Background
Total knee replacement (TKR) is an effective treatment to relieve pain and restore function in patients with advanced knee osteoarthritis (OA). TKR utilization is growing rapidly, and the appropriateness of current TKR use is of great interest. We examined patient-reported pre-operative pain and function profiles to understand symptom severity at the time of TKR decision.
Methods
Data were from FORCE-TJR. We included patients undergoing primary, unilateral TKRs between 2011 and 2014 for OA, and had data on the Knee Injury and Osteoarthritis Outcome Score (KOOS) pain and SF-36 Physical Component Summary (PCS) score.
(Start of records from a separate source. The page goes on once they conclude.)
PR #160, opened 2017-06-28
Code cleanup NonNull related changes

zhljen:


metacat-common-server/src/main/java/com/netflix/metacat/common/server/events/MetacatUpdateTablePreEvent.java
```diff
@@ -51,8 +52,8 @@ public MetacatUpdateTablePreEvent(
         @Nonnull @NonNull final QualifiedName name,
         @Nonnull @NonNull final MetacatRequestContext requestContext,
         @Nonnull @NonNull final Object source,
-        @Nonnull @NonNull final TableDto oldTable,
-        @Nonnull @NonNull final TableDto currentTable
+        @Nullable final TableDto oldTable,
```
tgianos: Now that these are nullable you basically need to go to every place these events are used and check for null too...

zhljen:
After discussion, I reverted this change and marked as TODO.

zhljen:
Revert back the !=null removals.

metacat-common/src/main/java/com/netflix/metacat/common/dto/BaseDto.java
```diff
@@ -35,7 +35,7 @@
  */
 //TODO: All DTO's should be READ-ONLY
 public abstract class BaseDto implements Serializable {
-    private static MetacatJsonLocator metacatJsonLocator = new MetacatJsonLocator();
+    protected static final MetacatJsonLocator METACAT_JSON_LOCATOR = new MetacatJsonLocator();
```
tgianos: any reason this is static rather than a member?

zhljen: Don't want to create instances in the deserializeObjectNode/ serializeObjectNode BaseDTO.

PR #161, opened 2017-06-29
Add health indicators for internal services and catalogs

tgianos:
This PR adds implementations of the `HealthIndicator` interface for the `MetacatInititializationService` and `CatalogManager`. This way the system won't report `UP` via the actuator `/health` endpoint until these services are considered up.

This will also control whether the node is up or down in discovery if there is Eureka integration.


ajoymajumdar:
I would suggest creating a class that will implement HealthIndicator and checking MetacatInitializationService.

PR #167, opened 2017-07-18
Not use the default ObjectMapper from Spring.

ajoymajumdar:
Also fixed issue where the Serde inputFormat was getting set to empty string instead of NULL.

### DIFF
--- a/metacat-main/src/main/java/com/netflix/metacat/main/configs/CommonServerConfig.java
+++ b/metacat-main/src/main/java/com/netflix/metacat/main/configs/CommonServerConfig.java
@@ -17,6 +17,9 @@
  */
 package com.netflix.metacat.main.configs;
 
+import com.fasterxml.jackson.annotation.JsonInclude;
+import com.fasterxml.jackson.databind.DeserializationFeature;
+import com.fasterxml.jackson.databind.ObjectMapper;
 import com.netflix.metacat.common.json.MetacatJson;
 import com.netflix.metacat.common.json.MetacatJsonLocator;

We compared patient profiles across groupings by symptoms: 1) little pain-and-high function (KOOS≥70, PCS≥40), 2) little pain-but-poor function (KOOS≥70, PCS<40), 3) high pain-but-high function KOOS<70, PCS≥40), and 4) high pain-and-poor function (KOOS<70, PCS<40).
Results
Of 6,936 patients, 77% had high pain-and-poor function (Group 4), 19% had high pain or poor function (Groups 2–3), and 5% had little pain-and-high function prior to TKR (Group 1). In Group 1, 86% were constantly aware of their knee problem, 48% reported pain daily yet 5% experienced severe or extreme pain-on-stairs, 1% pain-in-bed. Over half had a lot of limitations in vigorous activities. Compared with Group 4, Group 1 were older, less obese, more educated, and included more men and people reporting being healthy, less disabled, and happy (p<0.05 for all).
Conclusion
The majority of patients undergoing TKRs had significant pain and/or poor function. Our results provide critical information given the current debate of potentially inappropriate TKR utilization in the US.